1Shandong University Qilu Securities Institute for Financial Studies and School of Mathematical Science, Shandong University, Jinan 250100, China
2Supercomputing Center, Shandong Computer Science Center, Jinan 250014, China
3College of Mathematics Science, Shandong Normal University, Jinan 250014, China

Received 11 October 2012; Accepted 14 December 2012

Academic Editor: Xiaodi Li

Copyright © 2013 Yunhui Zeng et al. This is an open access article distributed under the Creative Commons Attribution License, which permits unrestricted use, distribution, and reproduction in any medium, provided the original work is properly cited.

Abstract

When the dimension of covariates in the regression model is high, one usually uses a submodel as a working model that contains significant variables. But it may be highly biased and the resulting estimator of the parameter of interest may be very poor when the coefficients of removed variables are not exactly zero.
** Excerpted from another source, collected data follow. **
PR #52, opened 2019-01-24
Build and deploy images using CircleCI

jankeromnes:
This is based on the configuration we use to build and publish images in https://github.com/JanitorTechnology/dockerfiles.

It builds quite fast, and organizes builds into nice dependency trees:

screenshot 2019-01-24 at 15 23 08

Many thanks for writing that build script @ishitatsuyuki! 💯

### DIFF
--- a/.circleci/build_image.sh
+++ b/.circleci/build_image.sh
@@ -1,0 +1,30 @@
+#!/bin/sh
+set -xe
+
+if [[ $# -ne 2 ]]; then
+  echo "Usage: $0 DOCKERFILE IMAGE_NAME"
+  exit 2
+fi
+
+DIR=`dirname $1`
+DOCKERFILE=$1
+IMAGE_NAME=$2
+
+docker build -t $IMAGE_NAME -f $DOCKERFILE $DIR
+
+if [[ ! -z $DOCKER_USER ]]; then
+  # Log in to Docker Hub.
+  # Use heredoc to avoid variable getting exposed in trace output.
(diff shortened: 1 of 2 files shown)


svenefftinge:
🎉 I'm all for it if it works :-)

jankeromnes:
Awesome, thanks for the reviews!

jankeromnes:
Seems to work! 🎉 

screenshot 2019-01-24 at 17 09 53

sr229:
I think we can also lessen the LoCs in the image by using a machine executor for CircleCI, which comes with Docker already, btw

jankeromnes:
Interesting suggestion, thanks! Are you suggesting that we replace:

```yaml
    docker:
      - image: docker:stable
    steps:
      - setup_remote_docker
      - # build && push
```

with:

```yaml
    machine: true
    steps:
      - # build && push
```

? This could indeed save us one or two lines in each job. Are there other benefits to such a change?

Note:

```yaml
    machine:
      docker_layer_caching: true
```

could probably help us get rid of all the layer saving / restoring code, but unfortunately it's a paid option.

sr229:
AFAIR they're not charging for OSS since my theia openshift image are building in machine workers

jankeromnes:
Interesting. https://circleci.com/docs/2.0/executor-types/#using-machine says:

> Note: Using machine may require additional fees in a future pricing update.

and

> Note: You must open a support ticket to have a CircleCI Sales representative contact you about enabling this feature on your account for an additional fee.

But maybe we can indeed contact them about open source support.

PR #57, opened 2019-02-21
[WIP] added jekyll image

svenefftinge:


jankeromnes:
Thanks! But you've probably seen that `jekyll` is already pre-installed, see https://github.com/simple-icons/simple-icons/blob/develop/.gitpod.yml 🙂

PR #300, opened 2022-10-24
Goto x

kosivantsov:
## Which ticket is resolved?

- #1641 Navigate between segments inserted from /tm/auto and /tm/enforce
  * https://sourceforge.net/p/omegat/feature-requests/1641/
 

## What does this PR change?

- It introduses 4 new Goto menu items (grouped in a submenu): goto next/prev xauto/xenforced.

PR #343, opened 2022-11-21
Recreated PR for goto x

miurahr:
Successor of #300

## Which ticket is resolved?

- #1641 Navigate between segments inserted from /tm/auto and /tm/enforce
  * https://sourceforge.net/p/omegat/feature-requests/1641/
 

## What does this PR change?

- It introduses 4 new Goto menu items (grouped in a submenu): goto next/prev xauto/xenforced.


miurahr:
Waiting @kosivantsov to reply https://github.com/omegat-org/omegat/pull/300#issuecomment-1321972111

PR #344, opened 2022-11-21
Recreated PR "Added a call to select the current source text"

miurahr:
Re-create commits and PR of #294

### DIFF
--- a/src/org/omegat/gui/editor/EditorController.java
+++ b/src/org/omegat/gui/editor/EditorController.java
@@ -1863,6 +1863,10 @@ public class EditorController implements IEditor {
         markAsComesFromMT(text);
     }
 
+    /**
+     * {@inheritDoc}
+     */
+    @Override
     public void insertTag(final String tag) {
         UIThreadsUtil.mustBeSwingThread();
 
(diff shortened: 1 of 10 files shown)


damien-rembert:
Very nice, tested on MacOS, works as expected.

src/org/omegat/gui/editor/EditorController.java
```diff
@@ -1880,6 +1880,17 @@ public void insertTag(final String tag) {
         }
     }
 
+    public void selectSourceText() {
```
miurahr, line 1883: Because this is public method, so please add javadoc comment.

You can check CI test warning
```
[ant:checkstyle] [WARN] /home/vsts/work/1/s/src/org/omegat/gui/editor/EditorController.java:1883:5: Class 'EditorController' looks like designed for extension (can be subclassed), but the method 'selectSourceText' does not have javadoc that explains how to do that safely. If class is not designed for extension consider making the class 'EditorController' final or making the method 'selectSourceText' static/final/abstract/empty, or adding allowed annotation for the method. [DesignForExtension]

```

In this paper, based on the selected submodel, we introduce a two-stage remodeling method to get the consistent estimator for the parameter of interest. More precisely, in the first stage, by a multistep adjustment, we reconstruct an unbiased model based on the correlation information between the covariates; in the second stage, we further reduce the adjusted model by a semiparametric variable selection method and get a new estimator of the parameter of interest simultaneously. Its convergence rate and asymptotic normality are also obtained. The simulation results further illustrate that the new estimator outperforms those obtained by the submodel and the full model in the sense of mean square errors of point estimation and mean square prediction errors of model prediction.